Weight-for-length (WFL) is currently used to assess adiposity under 2 years. We assessed WFL- versus BMI-based estimates of adiposity in healthy infants in determining risk for early obesity.
Anthropometrics were extracted from electronic medical records for well-child visits for 73 949 full-term infants from a large pediatric network. World Health Organization WFL and BMI z scores (WFL-z and BMI-z, respectively) were calculated up to age 24 months. Correlation analyses assessed the agreement between WFL-z and BMI-z and within-subject tracking over time. Logistic regression determined odds of obesity at 2 years on the basis of adiposity classification at 2 months.
Agreement between WFL-z and BMI-z increased from birth to 6 months and remained high thereafter. BMI-z at 2 months was more consistent with measurements at older ages than WFL-z at 2 months. Infants with high BMI (≥85th percentile) and reference WFL (5th–85th percentiles) at 2 months had greater odds of obesity at 2 years than those with high WFL (≥85th percentile) and reference BMI (5th–85th percentiles; odds ratio, 5.49 vs 1.40; P < .001). At 2 months, BMI had a higher positive predictive value than WFL for obesity at 2 years using cut-points of either the 85th percentile (31% vs 23%) or 97.7th percentile (47% vs 29%).

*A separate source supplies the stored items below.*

PR #54951, opened 2025-04-20
Enable passing retryable `SqlLiteral`s to `#where`

skipkayhil:
### Motivation / Background

Previously, retryable SqlLiterals passed to `#where` would lose their retryability because both `#build_where_clause` and `WhereClause` would wrap them in non-retryable `SqlLiteral`s.

### Detail

To fix this problem, this commit updates `#build_where_clause` to check for `SqlLiterals` and updates `WhereClause` to assume that any predicate passed in will already be wrapped.

### Additional information

There were only a few places that passed Strings to `WhereClause` (`"1=0"` in `PredicateBuilder` and sanitized sql strings in `#build_where_clause`) that needed to be updated to use `Arel.sql`. The `WhereClause` tests also had Strings to wrap but they are really unit tests and aren't representative of what can be done with the public API

### Checklist

### DIFF
--- a/activerecord/lib/active_record/relation/query_methods.rb
+++ b/activerecord/lib/active_record/relation/query_methods.rb
@@ -1624,11 +1624,7 @@ module ActiveRecord
         case opts
         when String
           if rest.empty?
-            if Arel.arel_node?(opts)
-              parts = [opts]
-            else
-              parts = [Arel.sql(opts)]
-            end
+            parts = [Arel.sql(opts)]
           elsif rest.first.is_a?(Hash) && /:\w+/.match?(opts)
             parts = [build_named_bound_sql_literal(opts, rest.first)]
           elsif opts.include?("?")
--- a/activerecord/lib/active_record/relation/query_methods.rb
+++ b/activerecord/lib/active_record/relation/query_methods.rb
@@ -1624,13 +1624,17 @@ module ActiveRecord
         case opts
         when String
           if rest.empty?
-            parts = [Arel.sql(opts)]
+            if Arel.arel_node?(opts)
+              parts = [opts]
+            else
+              parts = [Arel.sql(opts)]
+            end
           elsif rest.first.is_a?(Hash) && /:\w+/.match?(opts)
             parts = [build_named_bound_sql_literal(opts, rest.first)]
           elsif opts.include?("?")
             parts = [build_bound_sql_literal(opts, rest)]
           else
-            parts = [model.sanitize_sql(rest.empty? ? opts : [opts, *rest])]
+            parts = [Arel.sql(model.sanitize_sql([opts, *rest]))]
           end
         when Hash
           opts = opts.transform_keys do |key|
--- a/activerecord/CHANGELOG.md
+++ b/activerecord/CHANGELOG.md
@@ -1,3 +1,7 @@
+*   Enable passing retryable SqlLiterals to `#where`.
+
+    *Hartley McGuire*
+
 *   Set default for primary keys in `insert_all`/`upsert_all`.
 
     Previously in Postgres, updating and inserting new records in one upsert wasn't possible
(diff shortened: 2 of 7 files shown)


activerecord/lib/active_record/relation/query_methods.rb
```diff
@@ -1620,13 +1620,17 @@ def build_where_clause(opts, rest = []) # :nodoc:
...
+            else
+              parts = [Arel.sql(opts)]
+            end
           elsif rest.first.is_a?(Hash) && /:\w+/.match?(opts)
             parts = [build_named_bound_sql_literal(opts, rest.first)]
           elsif opts.include?("?")
             parts = [build_bound_sql_literal(opts, rest)]
           else
-            parts = [model.sanitize_sql(rest.empty? ? opts : [opts, *rest])]
+            parts = [Arel.sql(model.sanitize_sql([opts, *rest]))]
```
skipkayhil, line 1633: The `rest.empty?` check appears to have been dead code since 8e6a5deca626c944933211d7977f4e7e76869e74

activerecord/lib/active_record/relation/query_methods.rb
```diff
@@ -1620,13 +1620,17 @@ def build_where_clause(opts, rest = []) # :nodoc:
         case opts
         when String
           if rest.empty?
-            parts = [Arel.sql(opts)]
+            if Arel.arel_node?(opts)
+              parts = [opts]
+            else
+              parts = [Arel.sql(opts)]
+            end
```
byroot, line 1627: Shouldn't we just do that in `Arel.sql`? Right now it assumes it always receives a `String`, hence always wrap it, but we could make it return arel nodes unchanged.

skipkayhil: I tried searching for usages of `Arel.sql` that would pass a `SqlLiteral`, but it seems like there aren't many (any?) others than this one (I used `❯ rg '[^rf]\.sql\([^"%]'`).

I think it could make sense to do if the pattern was more common, but it seems like 90+% of the time a string is passed anyways.

skipkayhil: For a more definitive answer, I ran `ARCONN=sqlite3 bin/test` with this patch:

```
diff --git a/activerecord/lib/arel.rb b/activerecord/lib/arel.rb
index 738e80df35..cf82e60656 100644
--- a/activerecord/lib/arel.rb
+++ b/activerecord/lib/arel.rb
@@ -50,6 +50,7 @@ module Arel
   # Use this option only if the SQL is idempotent, as it could be executed
   # more than once.
   def self.sql(sql_string, *positional_binds, retryable: false, **named_binds)
+    raise if Nodes::SqlLiteral === sql_string
     if positional_binds.empty? && named_binds.empty?
       Arel::Nodes::SqlLiteral.new(sql_string, retryable: retryable)
     else
```

It fails on main but passes on this branch, so the two places touched by this PR are the only places we pass a `SqlLiteral` to `Arel.sql`.

byroot: I guess my point was more for the future, and for general API design. e.g. `Array([]) # => []`.

matthewd: I feel a bit non-specifically wary of defining `Arel.sql` to pass-through all Nodes (while conceding that's functionally what we do in several call-sites already)... but regardless of that, I do agree it seems reasonable/sensible for it to pass-through its own results rather than re-wrapping them.

skipkayhil: Updated to pass through `SqlLiterals` 👍 I agree passing through other Nodes probably doesn't make sense (and I think `Arel.sql` doesn't even accept other nodes at the moment since they can't be coerced to String).

summera:
@skipkayhil thanks for your awesome work on this! Will `BoundSqlLiteral`s also be supported soon?

skipkayhil:
> @skipkayhil thanks for your awesome work on this! Will `BoundSqlLiteral`s also be supported soon?

There's a linked PR just above your comment, but I can't speak to if/when it'll be merged

byroot:
Well, you're a committer now...

PR #54959, opened 2025-04-23
Add a load hook for `ActiveRecord::DatabaseConfigurations`

flavorjones:
### Motivation / Background

Summary: Rails does not offer a way to use an initializer to register a database config handler before database tasks are defined.

I'm using `ActiveRecord::DatabaseConfigurations.register_db_config_handler` in an engine to extend the default database configuration. One of the things the custom config class does is to conditionally override `#database_tasks?` to `false` so that the default database tasks are not defined for that database.

I would like to be able to call `.register_db_config_handler` from a railtie initializer, something like:

``` ruby
class Railtie < ::Rails::Railtie
  config.before_configuration do
      ActiveRecord::DatabaseConfigurations.register_db_config_handler { ... }
    end
  end
end
```

However, the default rake tasks in `active_record/railties/databases.rake` are loaded before the Active Record load hook is invoked. As a result, the database tasks that I want to omit are nevertheless created for the database.

Worth mentioning that `ActiveRecord::DatabaseConfigurations` seems to generally get autoloaded transitively by [this line](https://github.com/rails/rails/blob/556881c9a7846fd379e003ec3187c6d5bef5a832/activerecord/lib/active_record/railties/databases.rake#L7) when `ActiveRecord::Tasks::DatabaseTasks` gets resolved:

``` ruby
databases = ActiveRecord::Tasks::DatabaseTasks.setup_initial_database_yaml
```

### Detail

This PR adds a load hook to `activerecord/lib/active_record/database_configurations.rb`.

Using that load hook, a db config handler may be registered in a railtie before rake tasks are generated:

``` ruby
class Railtie < ::Rails::Railtie
  config.before_configuration do
    ActiveSupport.on_load(:active_record_database_configurations) do
      ActiveRecord::DatabaseConfigurations.register_db_config_handler { ... }
    end
  end
end
```

### Alternative approaches

One alternative, which I'm using now, is to explicitly require `database_configurations` and immediately register the db config handler, something like:

```ruby
# in the railtie
require "active_record/database_configurations"
ActiveRecord::DatabaseConfigurations.register_db_config_handler { ... }
```

and maybe this is OK, but I'd prefer to use a load hook.

### Checklist

### DIFF
--- a/activerecord/lib/active_record/database_configurations.rb
+++ b/activerecord/lib/active_record/database_configurations.rb
@@ -36,9 +36,11 @@ module ActiveRecord
     # to respond to `sharded?`. To implement this define the following in an
     # initializer:
     #
-    #   ActiveRecord::DatabaseConfigurations.register_db_config_handler do |env_name, name, url, config|
-    #     next unless config.key?(:vitess)
-    #     VitessConfig.new(env_name, name, config)
+    #   ActiveSupport.on_load(:active_record_database_configurations) do
+    #     ActiveRecord::DatabaseConfigurations.register_db_config_handler do |env_name, name, url, config|
+    #       next unless config.key?(:vitess)
+    #       VitessConfig.new(env_name, name, config)
+    #     end
     #   end
     #
     # Note: applications must handle the condition in which custom config should be
@@ -306,4 +308,6 @@ module ActiveRecord
         url
       end
   end
+
+  ActiveSupport.run_load_hooks(:active_record_database_configurations, DatabaseConfigurations)
 end
--- a/activerecord/CHANGELOG.md
+++ b/activerecord/CHANGELOG.md
@@ -1,3 +1,7 @@
+*   Add a load hook `active_record_database_configurations` for `ActiveRecord::DatabaseConfigurations`
+
+    *Mike Dalessio*
+
 *   Use `TRUE` and `FALSE` for SQLite queries with boolean columns.
 
     *Hartley McGuire*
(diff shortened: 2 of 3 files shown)


activerecord/lib/active_record/database_configurations.rb
```diff
@@ -36,9 +36,11 @@ class InvalidConfigurationError < StandardError; end
...
     #
-    #   ActiveRecord::DatabaseConfigurations.register_db_config_handler do |env_name, name, url, config|
-    #     next unless config.key?(:vitess)
-    #     VitessConfig.new(env_name, name, config)
+    #   ActiveSupport.on_load(:active_record_database_configurations) do
+    #     ActiveRecord::DatabaseConfigurations.register_db_config_handler do |env_name, name, url, config|
+    #       next unless config.key?(:vitess)
+    #       VitessConfig.new(env_name, name, config)
+    #     end
     #   end
```
seanpdoyle, line 44: Could this code example demonstrate the fact that the hook executes within the context of the `ActiveRecord::DatabaseConfigurations` class?

```diff
    #   ActiveSupport.on_load(:active_record_database_configurations) do
-   #     ActiveRecord::DatabaseConfigurations.register_db_config_handler do |env_name, name, url, config|
+   #     register_db_config_handler do |env_name, name, url, config|
    #       next unless config.key?(:vitess)
    #       VitessConfig.new(env_name, name, config)
    #     end
```

flavorjones: Ooh, I do like that better, if I'm in this code again I will update the comment.

PR #54960, opened 2025-04-23
Sort schema cache columns and indexes per table when dumping

flavorjones:
### Motivation / Background

See https://github.com/rails/rails/issues/42717 for the original description of the problem, which is unstable sort order of tables and columns in the schema cache file.

The pull request https://github.com/rails/rails/pull/48824 partially solved this problem by sorting the tables by name, but the columns and indexes in each table may still appear in different order depending on how migrations were applied on a developer workstation.

### Detail

This extends the solution introduced in https://github.com/rails/rails/pull/48824 (3c7f48b8) by additionally sorting each table's columns and indexes by name.

### Additional information

See e403adf8 for prior art in sorting the columns in schema dumps.

### Checklist

### DIFF
--- a/activerecord/lib/active_record/connection_adapters/schema_cache.rb
+++ b/activerecord/lib/active_record/connection_adapters/schema_cache.rb
@@ -271,10 +271,10 @@ module ActiveRecord
       end
 
       def encode_with(coder) # :nodoc:
-        coder["columns"]          = @columns.sort.to_h
+        coder["columns"]          = @columns.sort.to_h.transform_values { _1.sort_by(&:name) }
         coder["primary_keys"]     = @primary_keys.sort.to_h
         coder["data_sources"]     = @data_sources.sort.to_h
-        coder["indexes"]          = @indexes.sort.to_h
+        coder["indexes"]          = @indexes.sort.to_h.transform_values { _1.sort_by(&:name) }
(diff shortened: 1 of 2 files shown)


byroot:
CI failure is legit

flavorjones:
@byroot good to go now.

activerecord/lib/active_record/connection_adapters/schema_cache.rb
```diff
@@ -271,10 +271,10 @@ def initialize_dup(other) # :nodoc:
       end
 
       def encode_with(coder) # :nodoc:
-        coder["columns"]          = @columns.sort.to_h
+        coder["columns"]          = @columns.sort.to_h.transform_values { _1.sort_by(&:name) }
```
byroot, line 274: Actually this turns out to be a problem for code that depends on column ordering (debatable whether it's a good idea, but a problem regardless).

flavorjones: @byroot Interesting. Want me to add a config to turn it off (to opt out)?

flavorjones: See https://github.com/rails/rails/pull/56566

PR #54961, opened 2025-04-23
Improve the default exceptions app:

Edouard-chin:
### Motivation / Background

I'd like to make it easier to do simple things on error pages, such as:

* Customising them with tailwind, or allow to add stylesheets
* Add dynamic rendering to allow for displaying links
* Display images

### Detail

The Rails default exception app is very limited in term of features because it can only render static page. While the recent redesign of the error pages are super nice, branding error pages is a feature that should be easy to do, but unfortunately in Rails, it's not.

There is 3 ways to solve this problem, but none are easy:

1) Set the `exceptions_app = routes`
2) Add a bunch of `rescue_from` in your ApplicationController. This effectively bypass the exception app.
3) Create your own exception app from scratch.

-----------------

Here are all the issues with those 3 approach:

1) Setting the `exceptions_app` to `routes` is overkilled, as the error is re-routed and the entire middleware stack is reperformed.
Some exceptions that originally triggered the exception app, will resurface (as the same codepath will get called). See [#43094](43094) [#51228](51228) [#54925](51228).
This solution (while the most popular) was also never officialy documented.
2) It works okay ish, but you may miss some exceptions to rescue, it also bloats your controller with rescue_from clause. An example of a real app using this approach is Mastodon.
3) This is the official way, works great but you have to implement the rendering logic from scratch.

Worth remembering that we have to do all of this to simply display an image :( .

### Additional information

I'd like to provide a stripped down controller with minimum functionalities to be able to do all of the above without writing any line of code.
I went with a Metal controller and added the necessary rendering concerns.

All previous behaviours were conserved. It's also backward compatible and will allow rendering existing and static `404.html` page.

This PR is big enough and if this feature is accepted, I'd like to rename the 404.html files generated by Rails, and maybe move them from the public folder? Not sure if those shouldn't belong to the views.

### Checklist

### DIFF
--- a/actionpack/CHANGELOG.md
+++ b/actionpack/CHANGELOG.md
@@ -1,3 +1,14 @@
+*   All error pages (404, 422 ...) can now be rendered dynamically.
+
+    Rendering error pages to display dynamic content required to modify the
+    default Rails `exceptions_app`. It was not possible to style the pages
+    with tailwind or have layouts.
+
+    This is now possible by renaming the `404.html` to `404.html.erb` and
+    modifying the templates as any other views.
+
+    *Edouard Chin*
+
 *   Add assert_in_body/assert_not_in_body as the simplest way to check if a piece of text is in the response body.
 
     *DHH*
--- a/actionpack/lib/action_dispatch.rb
+++ b/actionpack/lib/action_dispatch.rb
@@ -88,6 +88,7 @@ module ActionDispatch
   end
 
   autoload :Constants
+  autoload :ExceptionsController, "action_dispatch/middleware/public_exceptions"
   autoload :Journey
   autoload :MiddlewareStack, "action_dispatch/middleware/stack"
   autoload :Routing
--- a/actionpack/lib/action_dispatch/middleware/public_exceptions.rb
+++ b/actionpack/lib/action_dispatch/middleware/public_exceptions.rb
@@ -2,7 +2,117 @@
 
 # :markup: markdown
 
+require "action_view"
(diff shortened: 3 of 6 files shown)


byroot:
I haven't reviewed your PR, but:

> The Rails default exception app is very limited in term of features because it can only render static page.

Note that IMO this is a feature. There's nothing worse than failing to render an error page. I get there are cases where you absolutely need a dynamic error page, but ideally you only use a static, self contained (not even asset links, all inline CSS) html page.

Edouard-chin:
I agree with you on theory. But it’s a hard sell in practice to tell users to render static pages with the argument that it may break, especially if there are no custom logic and you just need rendering capabilities.

Without rendering, this means: no links (or break as soon as a route gets changed), no assets pipeline (no images, javascript, icons, font…), no access to any ui components (good luck having uniformed error pages, or tweaking colour scheme) and a ton of duplication making it painful for future layout changes. If the Rails guideline is to say: “render static pages”, then users will need to start hardcoding link to resources, and ultimately you have a higher chance to display broken pages as time pass and resources are no longer available. Not sure what’s worth , a page that renders but is aesthetically awful or a page that doesn’t render.

Not sure if this is an argument the team care about when making decision, but I couldn’t find any framework (from the major ones) that doesn’t offer dynamic rendering of error pages. All popular Rails shop, open source or not also use rendering.

k0va1:
any updates here guys?

Edouard-chin:

PR #54962, opened 2025-04-24
Set default for primary keys in `insert_all`/`upsert_all`

jenshenny:
### Motivation / Background

In MySQL/SQLite, when a null value for a primary key gets passed into an insert, the auto increment will automatically set the value. However, in Postgres, a null value for a primary key will raise a `PG::NotNullViolation`. This limits the ability to update and insert new records in one bulk upsert.

```ruby
Book.upsert_all [
  { id: 1, name: "New edition" },
  { id: nil, name: "New edition 2" },
  { id: nil, name: "New edition 3" },
]
```

### Detail

When determining the value to insert, I chose to set the value to `default_insert_value` if the attribute was the primary key and the value is `nil`. This would translate to `Arel.sql("DEFAULT")` for Postgres but remain `nil` for some adapters like MySQL as primary key columns are auto increment columns.

### Checklist

### DIFF
--- a/activerecord/CHANGELOG.md
+++ b/activerecord/CHANGELOG.md
@@ -1,3 +1,11 @@
+*   Set default for primary keys in `insert_all`/`upsert_all`.
+
+    Previously in Postgres, updating and inserting new records in one upsert wasn't possible
+    due to null primary key values. `nil` primary key values passed into `insert_all`/`upsert_all`
+    are now implicitly set to the default insert value specified by adapter.
+
+    *Jenny Shen*
+
 *   Add a load hook `active_record_database_configurations` for `ActiveRecord::DatabaseConfigurations`
 
     *Mike Dalessio*
--- a/activerecord/lib/active_record/connection_adapters/mysql/database_statements.rb
+++ b/activerecord/lib/active_record/connection_adapters/mysql/database_statements.rb
@@ -45,14 +45,14 @@ module ActiveRecord
           end
         end
 
+        def default_insert_value(column) # :nodoc:
+          super unless column.auto_increment?
+        end
+
         private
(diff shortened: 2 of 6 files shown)


activerecord/lib/active_record/connection_adapters/mysql/database_statements.rb
```diff
@@ -45,16 +45,16 @@ def build_explain_clause(options = [])
           end
         end
 
+        def default_insert_value(column)
```
eileencodes, line 48:
```suggestion
        def default_insert_value(column) # :nodoc:
```

activerecord/lib/active_record/connection_adapters/sqlite3/database_statements.rb
```diff
@@ -61,6 +61,14 @@ def reset_isolation_level # :nodoc:
           @previous_read_uncommitted = nil
         end
 
+        def default_insert_value(column)
```
eileencodes, line 64:
```suggestion
        def default_insert_value(column) # :nodoc:
```

activerecord/CHANGELOG.md
```diff
@@ -1,3 +1,11 @@
+*   Set default for primary keys in `insert_all`/`upsert_all`
```
eileencodes, line 1:
```suggestion
*   Set default for primary keys in `insert_all`/`upsert_all`.
```

eileencodes (changes requested):
We don't want to expose any of the `default_insert_value` methods so the non-abstract ones should also have `nodoc` added. Otherwise I think this looks good.

eileencodes (approved):

PR #54967, opened 2025-04-24
[actionview] Check choice type before calling .second to detect grouped_choices in Select helper

### LINKED ISSUE #54966: ActionView::Helpers::Tags::Select's group_choices detection can unknowingly end up calling the `second` method
### Steps to reproduce

```ruby
# frozen_string_literal: true

require "bundler/inline"

gemfile(true) do
  source "https://rubygems.org"

  gem "rails", "8.0.2"

  gem "sqlite3"
end

require "action_view/railtie"
require "minitest/autorun"

  config.eager_load = false

end
Rails.application.initialize!

  end
end

end

  def test_stuff

    render inline: <<~ERB, locals: { options: [Post] }
      <%= select(nil, "class", options) %>
    ERB

    assert_equal "Post", Post.to_s
    assert_equal <<~HTML, rendered.to_s
      <select name="class" id="class"><option value="Post">Post</option></select>
    HTML
  end
end
```

### Expected behavior

Since I'm passing a unidimensional array, I would expect:
1. The helper to not detect that I'm passing group_choices
2. To render my option of Class type using `to_s`

See the test above

### Actual behavior

[`group_choices?`](https://github.com/rails/rails/blob/22a61df687a5408a37ed0b9dcf73c08b250dc9be/actionview/lib/action_view/helpers/tags/select.rb#L39-L40) ends up calling [`Post.second`](https://github.com/rails/rails/blob/22a61df687a5408a37ed0b9dcf73c08b250dc9be/activerecord/lib/active_record/querying.rb#L7), triggering a DB load, resulting in a nil object:

```
I, [2025-04-24T09:23:50.508624 #88242]  INFO -- : -------------------
I, [2025-04-24T09:23:50.508650 #88242]  INFO -- : BugTest: test_stuff
I, [2025-04-24T09:23:50.508658 #88242]  INFO -- : -------------------
D, [2025-04-24T09:23:50.516487 #88242] DEBUG -- :   Rendering inline template
D, [2025-04-24T09:23:50.523872 #88242] DEBUG -- :   [1m[36mPost Load (0.1ms)[0m  [1m[34mSELECT "posts".* FROM "posts" ORDER BY "posts"."id" ASC LIMIT ? OFFSET ?[0m  [["LIMIT", 1], ["OFFSET", 1]]
D, [2025-04-24T09:23:50.526037 #88242] DEBUG -- :   [1m[36mPost Load (0.1ms)[0m  [1m[34mSELECT "posts".* FROM "posts" ORDER BY "posts"."id" ASC LIMIT ?[0m  [["LIMIT", 1]]
D, [2025-04-24T09:23:50.527187 #88242] DEBUG -- :   [1m[36mPost Load (0.0ms)[0m  [1m[34mSELECT "posts".* FROM "posts" ORDER BY "posts"."id" DESC LIMIT ?[0m  [["LIMIT", 1]]
I, [2025-04-24T09:23:50.527786 #88242]  INFO -- :   Rendered inline template (Duration: 10.8ms | GC: 0.0ms)

  1) Failure:
BugTest#test_stuff [bug.rb:53]:
--- expected
+++ actual
@@ -1,2 +1,2 @@
-"<select name=\"class\" id=\"class\"><option value=\"Post\">Post</option></select>
+"<select name=\"class\" id=\"class\"><option selected=\"selected\" value=\"\"></option></select>
 "
```

If the table isn't defined, it's even worse, it crashes with `no such table: posts:`

I understand that calling the form helper with a Class may not be supported, but I don't think the form helper should be calling `.second` without checking the type first.

### System configuration

**Rails version**: 
8.0.2

**Ruby version**: 
3.3.4

lavoiesl:
### Motivation / Background

Fixes https://github.com/rails/rails/issues/54966

### Detail

This Pull Request changes `ActionView::Helpers::Tags::Select#grouped_choices?` to do type checking instead of duck typing.

This avoids calling `second` on arbitrary objects.

In the issue above, it's calling `.second` on an `ActiveRecord` class, triggering a database call.

### Checklist

### DIFF
--- a/actionview/lib/action_view/helpers/tags/select.rb
+++ b/actionview/lib/action_view/helpers/tags/select.rb
@@ -37,7 +37,12 @@ module ActionView
           #   [nil, []]
           #   { nil => [] }
           def grouped_choices?
-            !@choices.blank? && @choices.first.respond_to?(:second) && Array === @choices.first.second
+            return false if @choices.blank?
+
+            first_choice = @choices.first
+            return false unless first_choice.is_a?(Enumerable)
+
+            first_choice.second.is_a?(Array)
           end
       end
     end
--- a/actionview/test/template/form_options_helper_test.rb
+++ b/actionview/test/template/form_options_helper_test.rb
@@ -537,6 +537,13 @@ class FormOptionsHelperTest < ActionView::TestCase
     )
   end
 
+  def test_select_with_class
+    assert_dom_equal(
+      "<select name=\"post[class]\" id=\"post_class\"><option value=\"Struct::Post\">Struct::Post</option></select>",
+      select(:post, :class, [Post])
+    )
+  end
+
   def test_select_without_multiple
     assert_dom_equal(
       "<select id=\"post_category\" name=\"post[category]\"></select>",


lavoiesl:
The CI failure seems unrelated to this PR

actionview/lib/action_view/helpers/tags/select.rb
```diff
@@ -37,7 +37,12 @@ def render
           #   [nil, []]
           #   { nil => [] }
           def grouped_choices?
-            !@choices.blank? && @choices.first.respond_to?(:second) && Array === @choices.first.second
+            return false if @choices.blank?
+
+            first_choice = @choices.first
+            return false unless first_choice.is_a?(Array) || first_choice.is_a?(Hash)
```
Edouard-chin, line 43: Maybe we can check if it's an Enumerable? It seems that this was the intended behaviour according to https://github.com/rails/rails/commit/efe62b71d52c40849ead8855fb4f42fae91d4c54

lavoiesl: Good point.

Edouard-chin: I think I'm wrong actually, I edited my comment.

lavoiesl: Would we want to allow grouped_choices for an Enumerable of Array?

I _think_ so?

Edouard-chin: > Would we want to allow grouped_choices for an array of Enumerable?

Ah yes, that would make sense to me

High BMI in early infancy is more strongly associated with early childhood obesity than high WFL. Forty-seven percent of infants with BMI ≥97.7th percentile at 2 months (versus 29% of infants with WFL ≥97.7th percentile at 2 months) were obese at 2 years. Epidemiologic studies focused on assessing childhood obesity risk should consider using BMI in early infancy.